Beberapa jam setelah insiden tersebut, AH mendapati dirinya terlibat dalam kejadian yang lebih mencekam. Ia dihadang oleh seorang pria yang ternyata adalah Kepala Desa Patrasana, orang tua dari oknum polisi yang sebelumnya terlibat perkelahian. Kades tersebut diduga memasukkan AH ke dalam mobil pribadinya, membawanya berputar-putar di sekitar area tersebut, dan yang lebih mengejutkan melakukan kekerasan fisik yang menyebabkan luka lebam di tubuh AH.

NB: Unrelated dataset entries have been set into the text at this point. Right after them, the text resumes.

PR #780, opened 2023-12-20
Fix watch issue with Ory Rules

barchw:
**Description**

Listing an object using structured interface causes k8s client-go to register a `reflector` with https://github.com/kubernetes/client-go/blob/fb8b7346aacefea5ee2ab2e234afc4451c90c435/tools/cache/reflector.go#L208

This behaviour is not intended in our scenario, as we are expecting that we might be removing the rule CRD.

- Use unstructured to list Ory Rules

**Related issue(s)**


controllers/operator/apigateway_controller.go
```diff
@@ -246,7 +245,13 @@ func apiRulesExist(ctx context.Context, k8sClient client.Client) (bool, error) {
 }
 
 func oryRulesExist(ctx context.Context, k8sClient client.Client) (bool, error) {
-	oryRulesList := oryv1alpha1.RuleList{}
+	oryRulesList := unstructured.UnstructuredList{}
```
triffer, line 248: Can we add a comment why we use the UnstructuredList?
```suggestion
         // To prevent reconciliation errors during Oathkeeper uninstallation, which arise from the absence of the Oathkeeper CRD,
	// we exclude calls to the rules from utilizing the cache. This can be achieved by using unstructured objects, as they are excluded from caching.
	oryRulesList := unstructured.UnstructuredList{}
```

triffer (approved):

PR #857, opened 2024-02-06
Integration tests with OAuth2 mock

triffer:
**Description**

- Add OAuth2 mock in integration tests

**Related issues**


tests/integration/pkg/hooks/api-gateway.go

Peristiwa ini sontak menjadi buah bibir di masyarakat setempat. Seorang warga, yang tak ingin disebutkan namanya, mengungkapkan kekesalannya, “Kalau memang benar ada kekerasan, apalagi melibatkan pejabat desa dan aparat, ini jelas tindakan yang sewenang-wenang. Kami sebagai warga merasa kecewa jika tokoh masyarakat yang seharusnya menjadi panutan malah bertindak sebaliknya.” Ujarnya
Berbagai pihak terkait seharusnya segera mengambil tindakan atas insiden ini. Kasus dugaan pemukulan dan penyalahgunaan wewenang ini jelas tak bisa dianggap remeh. Kehadiran seorang aparat yang terlibat dalam perkelahian, terlebih lagi oknum polisi, membuat publik mempertanyakan integritas dan tanggung jawab profesi yang seharusnya menjunjung tinggi keamanan dan ketertiban. Lebih jauh, keterlibatan seorang kepala desa dalam tindakan kekerasan ini menunjukkan adanya potensi penyalahgunaan kekuasaan di tingkat lokal.

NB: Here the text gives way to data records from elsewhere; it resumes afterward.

Issue #832, opened 2024-01-24
Support mTLS in default certificate 


strekm:
**Description**

API Gateway module comes with default domain, simple TLS gateway and certificate. To support mTLS in early development phase add *.mtls.{kyma-domain} to DNS Names of issued default Certificate CR. This way developers can reuse this certificate to implement in their own mTLS gateway. This would ease setup of mTLS in Kyma. Managed Kyma users can reuse Kyma default domain and certificate in development. This approach should not be used in production setup. Following scenario should be possible:
- enhance default Kyma certificate with additional root certificate 
- create mTLS gateway for *.mtls.{kyma-domain} reusing default Kyma certificate
- expose httpbin on httpbin.mtls.{kyma-domain}
- call httpbin workload with valid certificate
- inspect XFCC-header on httpbin side

TODO:
- [ ] dbl check if dns names is needed (if mtls dns name is need implement, otherwise nothing to do here)
- [ ] check staging and production envs for usage of *.mtls.{kyma-domain}
- [ ] consult @TorstenD-SAP on reusing Kyma default certificate

ACs:
- [ ] developer can setup mTLS gateway reusing default Kyma certificate
- [ ] developer can add secret with root certificate
- [ ] simple TLS gateway is not changed
- [ ] note in documentation that this is for development purposes only

**Reasons**

Easy implementation of mTLS in Kyma.

**DoD:**
- [x] Provide unit and integration tests.
- [x] Provide documentation.
- [x] Verify if the solution works for both open-source Kyma and SAP BTP, Kyma runtime.
- [x] If you changed the resource limits, explain why it was needed.
- [x] Verify that your contributions don't decrease code coverage. If they do, explain why this is the case.
- [x] Add release notes.

**Attachments**

Ressetkk:
Okay, so I'm going to sum up my R&D work around supporting mTLS.
I've set up some additional configuration and confirmed, that kyma-tls certificate can be indeed extended. However I've noticed some additional configuration that is applied around default gateway that api-gateway creates. In managed offering additionally there is already self-signed cert created outside of the bounds of api-gateway default gateway. I've confirmed it with @ebensom and @gczuczy.

To make mTLS possible in basic spec some additional configuration is needed:
* Create (or buy) Root CA certificate
* Create and sign server certificate and add it as secret
* Create and sign client certificates
* Create gateway, or extend existing gateway with a server pointing to some domain, with server certificate
[...]

PR #867, opened 2024-02-12
Add mTLS guide for istio and api-gateway

Ressetkk:
/area ci
/kind feature

Updated documentation for mTLS-enabled gateway with step-by-step guide on getting required certificates for client cert validation

#832


docs/user/tutorials/01-30-set-up-mtls-gateway.md
```diff
@@ -0,0 +1,134 @@
...
+
+The mTLS Gateway is exposed under `*.mtls.example.com` with valid DNS `A` record.
+
+## Create DNS Entry and generate wildcard certificate
+
+> Note: This step is heavily dependent on the configuration of a hyperscaler. Always consult official documentation of each cloud service.
+
+For Gardener shoot clusters follow ["set up a custom domain for workload" guide](01-10-setup-custom-domain-for-workload.md).
+
+## Generate self-signed Root CA and client certificate
```
nataliasitko, line 25: We also have the tutorial [Prepare Self-Signed Root Certificate Authority and Client Certificates](https://kyma-project.io/#/api-gateway/user/tutorials/01-60-security/01-61-mtls-selfsign-client-certicate?id=prepare-self-signed-root-certificate-authority-and-client-certificates). If it's up to date, we could link it in prerequisites instead of adding this step

Ressetkk: Looks like it's the same thing and could be reused

docs/user/tutorials/01-30-set-up-mtls-gateway.md
```diff
@@ -0,0 +1,124 @@
...
+EOF
+```
+
+## Create secret containing Root CA cert
+
+In order for `MUTUAL` mode working correctly, a Root CA must be applied on a cluster and follow [Istio naming convention](https://istio.io/latest/docs/reference/config/networking/gateway/#ServerTLSSettings) to be used by it.
+Create an Opaque secret containing previously generated Root CA certificate:
+
+```sh
+    kubectl create secret generic -n default kyma-mtls-certs-cacert --from-file=cacert=cacert.crt
```
triffer, line 65: If I remember correctly, secrets will be only read from the namespace where the ingress gateway is deployed. So this should probably also be created in `istio-system`.

docs/user/tutorials/01-30-set-up-mtls-gateway.md
```diff
@@ -0,0 +1,124 @@
...
+cat <<EOF | kubectl apply -f -
+apiVersion: gateway.kyma-project.io/v1beta1
+kind: APIRule
+metadata:
+  labels:
+    app.kubernetes.io/name: httpbin-mtls
+  name: httpbin-mtls
+  namespace: default
+spec:
+  gateway: kyma-mtls-gateway.default.svc.cluster.local
```
triffer, line 84: I think we use the form of `<gateway namespace>/<gateway name>` in other tutorials and this is also what is mejn tioned in Istio documentation, so it might be a good idea to use the same format in this tutorial.

docs/user/tutorials/01-30-set-up-mtls-gateway.md
Ressetkk: this secret needs to be created under the same namespace where the certificate secret has been provisioned. Your certificate will not always be in the Istio-system.

triffer: As far as I remember, your secret needs to be in istio-system namespace if you want ingress gateway to use this secret. This is a limitation that was only solved recently for new Kubernetes Gateway API.

Ressetkk: Good point. I've updated the docs.

triffer (approved):

nataliasitko (approved):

Lembaga kepolisian dan pemerintahan daerah Tangerang diharapkan segera mengambil langkah tegas untuk mengusut tuntas insiden ini. Masyarakat tentunya tak menginginkan adanya pandangan bahwa pejabat publik bisa bertindak semena-mena tanpa ada konsekuensi hukum. Jika memang benar adanya, tindakan ini harus diberikan sanksi yang setimpal, agar kepercayaan publik terhadap aparat dan pejabat pemerintah tetap terjaga.

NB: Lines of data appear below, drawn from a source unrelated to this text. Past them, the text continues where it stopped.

Issue #866, opened 2024-02-12
Validation of noop access strategy does not match the documentation


triffer:
**Description**

In our [APIRule docs](https://github.com/kyma-project/api-gateway/blob/main/docs/user/custom-resources/apirule/04-10-apirule-custom-resource.md) we mention:

> Access strategies noop or allow cannot be used with any other access strategy on the same spec.rules.path.

While this is true for allow, that's not the case for noop .

We don't have any validation in place and it's possible to configure noop and jwt handler for the same path. In this case access is always possible.

**Expected result**
When noop and another access strategy is on the same path, the validation will fail with message
```
noop access strategy is not allowed in combination with other access strategies
```

**Actual result**
`noop` handler can be added with other handlers on the same path and changes the behaviour, e.g. by allowing access to JWT secured path.

**Steps to reproduce**
- Deploy a workload
- Secure workload with APIRule that exposes `GET`and `POST` on path `/anything` with jwt and noop handler.
```
kubectl apply -f - <<EOF
apiVersion: gateway.kyma-project.io/v1beta1
kind: APIRule
metadata:
  name: httpbin-rule
  namespace: default
  labels:
    app: httpbin
spec:
  gateway: kyma-system/kyma-gateway
  host: httpbin
  service:
    name: httpbin
    port: 8000
  rules:
    - path: /anything
      methods: [ "GET", "POST"]
      mutators: [ ]
      accessStrategies:
        - handler: jwt
          config:
            trusted_issuers:
              - https://kymagoattest.accounts400.ondemand.com
            jwks_urls:
              - https://kymagoattest.accounts400.ondemand.com/oauth2/certs
        - handler: noop
EOF
```
- APIRule in status OK
- Access to GET on `/anything` is not restricted

**Troubleshooting**

Issue #329, opened 2023-04-26
[ADR] Supported API-Gateway configurations


kasiakepka:
# Supported API-Gateway configurations

Date: 2022-12-08

## Status

Accepted

## Context

While having different configuration options for APIRule we specify which combinations of `path` + `accessStrategies.handler` are allowed for API-Gateway component. Additionally we will provide validation based on this.

More information on the current test coverage and validation you may find on:
https://github.tools.sap/xf-goat/knowledge-hub/tree/master/api-gateway-handlers

## Decision

After having a meeting today and discussed the issue within the team, we decided on the following:

### Handlers matrix based on a rule with 1 path and any 2+ handlers

| First/Second handler | allow | noop | oauth2 | jwt (ory) | jwt (istio) |
|:---:|:---:|:---:|:---:|:---:|:---:|
| **allow** | ![](https://placehold.co/15x15/f03c15/f03c15.png) | ![](https://placehold.co/15x15/f03c15/f03c15.png) | ![](https://placehold.co/15x15/f03c15/f03c15.png) | ![](https://placehold.co/15x15/f03c15/f03c15.png) | ![](https://placehold.co/15x15/f03c15/f03c15.png) |
| **noop** | ![](https://placehold.co/15x15/f03c15/f03c15.png) | ![](https://placehold.co/15x15/00FF00/00FF00.png) | ![](https://placehold.co/15x15/00FF00/00FF00.png) | ![](https://placehold.co/15x15/00FF00/00FF00.png) | ![](https://placehold.co/15x15/f03c15/f03c15.png) |
| **oauth2** | ![](https://placehold.co/15x15/f03c15/f03c15.png) | ![](https://placehold.co/15x15/00FF00/00FF00.png) | ![](https://placehold.co/15x15/00FF00/00FF00.png) | ![](https://placehold.co/15x15/00FF00/00FF00.png) | ![](https://placehold.co/15x15/f03c15/f03c15.png) |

Sementara itu, pihak dari kerabat AH berharap bahwa kasus ini bisa mendapatkan perhatian serius dari aparat penegak hukum. “Kami hanya ingin keadilan. AH dipukul hingga lebam tanpa alasan yang jelas, hanya karena klakson. Apa ini pantas dilakukan oleh seorang pejabat desa dan aparat polisi?” ujar salah satu kerabatnya.
Kasus ini menjadi cermin dari banyaknya dugaan penyalahgunaan wewenang yang masih terjadi di tingkat lokal. Kejadian semacam ini seharusnya tidak dibiarkan begitu saja, agar masyarakat merasa aman dan terlindungi, bukan malah dicekam oleh tindakan intimidasi oleh pejabat publik.
Jika kejadian ini tidak segera diusut dan diberikan kejelasan hukum, tak menutup kemungkinan akan semakin banyak masyarakat yang merasa khawatir untuk melaporkan kejadian serupa di kemudian hari. Penegakan hukum yang adil dan transparan menjadi kunci utama agar masyarakat tetap percaya pada sistem keadilan.
Kini masyarakat, khususnya Kresek-Balaraja, menanti langkah tegas dari pihak berwenang. Akankah kasus ini diusut tuntas hingga jelas, atau justru berakhir begitu saja?